Principal, Hertford College, Oxford University and chair of the Big Innovation Centre

Thursday 13 Mar 2014
Technology transforms the workplace

Technology transforms the workplace

At our recent Ceridian UK annual customer conference, attended by over 600 people, the theme was how technology is transforming the workplace, and we were lucky enough to have Tom Standage, digital editor of The Economist as a keynote speaker. 

For those of you that have not heard him, he’s great; he is one of those people who stretches your brain in many directions at once. Some of his themes were interesting, and showed a peek of how technology will impact how, where and when we work. 

For example, the number of desktop and laptop devices is now relatively constant; but the number of mobile devices has now outstripped them, and is continuing to grow fast. 

Previously, technology inside of work was better than technology you used at home. This is no longer the case; and this is causing pressure for employers to be more flexible: “Bring-your-own-device is the IT department’s Arab Spring” was one of his more amusing quotes. If your software cannot use these new devices, then it is increasingly becoming outdated and useless. 

Increasingly people will not want to work with an employer whose infrastructure and tools are simply “old”. The most interesting thought for me was one on the pace of change, and how the workplace of the future might look in 20 years. 

Some recent research shows the likelihood of certain jobs not existing in a couple of decades, as a result of technology automating or replacing activities. The obvious jobs most likely to be replaced were those involving repeatable or low value activities. 

Less obvious was the pace of intelligent technology advancement, taking automation into roles involving even moderately complex standardisable tasks.
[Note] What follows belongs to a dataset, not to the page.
PR #1546, opened 2022-07-04
LOG-2784: checking is symbols valid 'utf-8', if not replace to the valid one

vparfonov:

### Description
Checks and replace not valid UTF-8 symbols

This includes many jobs in customer service and even sales. Those jobs where high levels of complex judgement or creativity exist, such as senior management roles, are likely to remain. 

The questions these trends pose need us to think how we prepare our workforces and our companies for these changes, and how fast we drive that change. However we look at it, technology will drive change and shape our workforces, and will demand faster pace of reorganisation and redeployment of people. 

This drives a premium for those colleagues more adapted and adaptable to change; so how do we bend our workforces to have those skills in greater abundance by developing, hiring and exiting policies? 

One thing is for sure; if the pace of change inside your organisation is slower than the pace of change outside your organisation, then trouble is coming.